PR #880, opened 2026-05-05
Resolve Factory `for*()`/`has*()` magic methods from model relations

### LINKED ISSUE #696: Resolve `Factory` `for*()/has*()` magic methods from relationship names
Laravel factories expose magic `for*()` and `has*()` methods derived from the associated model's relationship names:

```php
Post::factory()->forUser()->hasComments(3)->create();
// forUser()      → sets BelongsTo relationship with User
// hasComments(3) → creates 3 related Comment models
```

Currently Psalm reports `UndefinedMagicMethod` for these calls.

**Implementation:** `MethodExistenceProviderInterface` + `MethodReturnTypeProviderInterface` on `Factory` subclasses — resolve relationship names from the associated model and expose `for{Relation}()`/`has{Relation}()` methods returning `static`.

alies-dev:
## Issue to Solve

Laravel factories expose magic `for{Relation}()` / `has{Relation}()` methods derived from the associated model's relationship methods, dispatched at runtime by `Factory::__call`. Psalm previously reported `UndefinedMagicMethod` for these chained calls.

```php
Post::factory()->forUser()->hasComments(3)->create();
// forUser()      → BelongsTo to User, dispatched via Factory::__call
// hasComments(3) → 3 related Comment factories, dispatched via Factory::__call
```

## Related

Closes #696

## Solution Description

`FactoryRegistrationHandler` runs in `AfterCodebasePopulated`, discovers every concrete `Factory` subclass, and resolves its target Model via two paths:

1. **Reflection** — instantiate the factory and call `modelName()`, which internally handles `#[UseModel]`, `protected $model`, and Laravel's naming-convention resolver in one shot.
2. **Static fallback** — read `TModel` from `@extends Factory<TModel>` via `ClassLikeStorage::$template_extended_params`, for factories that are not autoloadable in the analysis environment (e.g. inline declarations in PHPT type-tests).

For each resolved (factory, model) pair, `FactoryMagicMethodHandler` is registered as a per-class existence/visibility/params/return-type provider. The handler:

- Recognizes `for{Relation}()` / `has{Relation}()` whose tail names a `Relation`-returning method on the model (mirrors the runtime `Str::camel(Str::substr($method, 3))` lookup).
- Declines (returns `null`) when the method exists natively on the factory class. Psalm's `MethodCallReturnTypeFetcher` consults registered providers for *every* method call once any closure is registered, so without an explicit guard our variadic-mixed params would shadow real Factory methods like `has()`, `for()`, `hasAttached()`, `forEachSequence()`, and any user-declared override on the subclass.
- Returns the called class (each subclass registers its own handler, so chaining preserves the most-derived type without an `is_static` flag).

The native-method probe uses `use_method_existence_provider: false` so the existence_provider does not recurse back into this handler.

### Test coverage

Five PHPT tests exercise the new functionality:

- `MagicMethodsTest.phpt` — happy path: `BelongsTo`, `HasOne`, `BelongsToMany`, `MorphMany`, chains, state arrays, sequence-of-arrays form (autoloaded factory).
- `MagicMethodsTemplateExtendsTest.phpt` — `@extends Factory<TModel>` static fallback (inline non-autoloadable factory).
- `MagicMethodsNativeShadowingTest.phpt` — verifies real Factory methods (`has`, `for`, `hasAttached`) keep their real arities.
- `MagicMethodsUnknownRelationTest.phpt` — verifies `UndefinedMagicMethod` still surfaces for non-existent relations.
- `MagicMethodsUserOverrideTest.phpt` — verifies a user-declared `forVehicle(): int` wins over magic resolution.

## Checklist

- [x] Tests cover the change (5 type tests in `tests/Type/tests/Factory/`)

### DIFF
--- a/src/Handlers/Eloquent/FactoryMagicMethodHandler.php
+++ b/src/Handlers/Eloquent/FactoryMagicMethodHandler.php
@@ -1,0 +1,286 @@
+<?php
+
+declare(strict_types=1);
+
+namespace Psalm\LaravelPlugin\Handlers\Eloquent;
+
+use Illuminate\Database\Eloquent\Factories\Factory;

^^^^^^^^^^^^^^^^

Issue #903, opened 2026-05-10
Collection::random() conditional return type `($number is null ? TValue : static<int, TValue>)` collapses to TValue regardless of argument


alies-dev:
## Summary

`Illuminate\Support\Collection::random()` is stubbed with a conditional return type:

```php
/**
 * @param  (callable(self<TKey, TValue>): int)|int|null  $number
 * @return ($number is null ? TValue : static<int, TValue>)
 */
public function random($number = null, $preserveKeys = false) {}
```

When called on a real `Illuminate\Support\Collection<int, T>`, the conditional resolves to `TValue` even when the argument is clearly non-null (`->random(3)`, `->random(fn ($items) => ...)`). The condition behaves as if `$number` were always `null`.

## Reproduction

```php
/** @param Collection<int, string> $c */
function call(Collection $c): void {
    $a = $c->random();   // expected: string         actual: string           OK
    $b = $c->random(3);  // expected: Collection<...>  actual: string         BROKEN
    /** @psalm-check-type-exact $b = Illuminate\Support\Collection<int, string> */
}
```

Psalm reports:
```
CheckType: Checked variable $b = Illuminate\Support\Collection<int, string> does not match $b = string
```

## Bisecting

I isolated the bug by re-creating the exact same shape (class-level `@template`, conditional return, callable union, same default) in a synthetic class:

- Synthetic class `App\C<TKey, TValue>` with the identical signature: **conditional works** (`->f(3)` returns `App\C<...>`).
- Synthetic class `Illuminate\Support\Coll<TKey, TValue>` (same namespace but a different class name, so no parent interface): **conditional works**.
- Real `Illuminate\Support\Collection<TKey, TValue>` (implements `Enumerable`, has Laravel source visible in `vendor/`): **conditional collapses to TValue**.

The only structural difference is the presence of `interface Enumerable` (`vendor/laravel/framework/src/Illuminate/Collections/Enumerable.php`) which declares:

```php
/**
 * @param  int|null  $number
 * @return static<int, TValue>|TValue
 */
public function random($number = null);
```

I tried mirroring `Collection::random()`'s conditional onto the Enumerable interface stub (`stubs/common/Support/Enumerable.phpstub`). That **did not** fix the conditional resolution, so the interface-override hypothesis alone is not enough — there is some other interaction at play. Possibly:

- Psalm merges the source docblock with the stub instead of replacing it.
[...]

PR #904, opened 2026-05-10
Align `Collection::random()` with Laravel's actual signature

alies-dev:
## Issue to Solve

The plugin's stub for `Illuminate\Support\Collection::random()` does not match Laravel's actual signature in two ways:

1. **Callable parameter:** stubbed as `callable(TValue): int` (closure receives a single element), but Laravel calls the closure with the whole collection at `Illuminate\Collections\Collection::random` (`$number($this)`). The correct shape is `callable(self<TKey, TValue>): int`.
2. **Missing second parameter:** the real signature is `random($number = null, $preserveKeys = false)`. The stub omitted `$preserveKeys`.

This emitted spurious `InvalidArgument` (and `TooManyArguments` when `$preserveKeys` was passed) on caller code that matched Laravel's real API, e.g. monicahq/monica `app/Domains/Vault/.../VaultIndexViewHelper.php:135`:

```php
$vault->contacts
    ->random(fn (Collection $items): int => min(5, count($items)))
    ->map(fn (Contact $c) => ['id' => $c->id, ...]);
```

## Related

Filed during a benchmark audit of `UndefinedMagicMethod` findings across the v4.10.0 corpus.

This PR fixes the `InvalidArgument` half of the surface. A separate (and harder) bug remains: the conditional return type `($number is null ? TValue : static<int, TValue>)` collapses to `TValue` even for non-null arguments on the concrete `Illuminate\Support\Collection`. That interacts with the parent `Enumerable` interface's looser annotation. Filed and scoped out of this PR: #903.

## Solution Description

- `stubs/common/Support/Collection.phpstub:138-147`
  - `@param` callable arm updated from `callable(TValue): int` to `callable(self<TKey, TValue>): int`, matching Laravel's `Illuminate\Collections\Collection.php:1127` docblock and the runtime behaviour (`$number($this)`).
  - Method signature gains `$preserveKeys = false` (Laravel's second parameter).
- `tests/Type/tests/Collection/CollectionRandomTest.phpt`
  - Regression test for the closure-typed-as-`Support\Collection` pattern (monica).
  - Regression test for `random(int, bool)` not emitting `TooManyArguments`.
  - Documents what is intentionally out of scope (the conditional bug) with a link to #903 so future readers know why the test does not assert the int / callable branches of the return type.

^^^^^^^^^^^^^^^^

■ Work task
Looking at the material above, work out how many lines have the word "Regression" in them. Answer with that number alone.

■ Expected output
2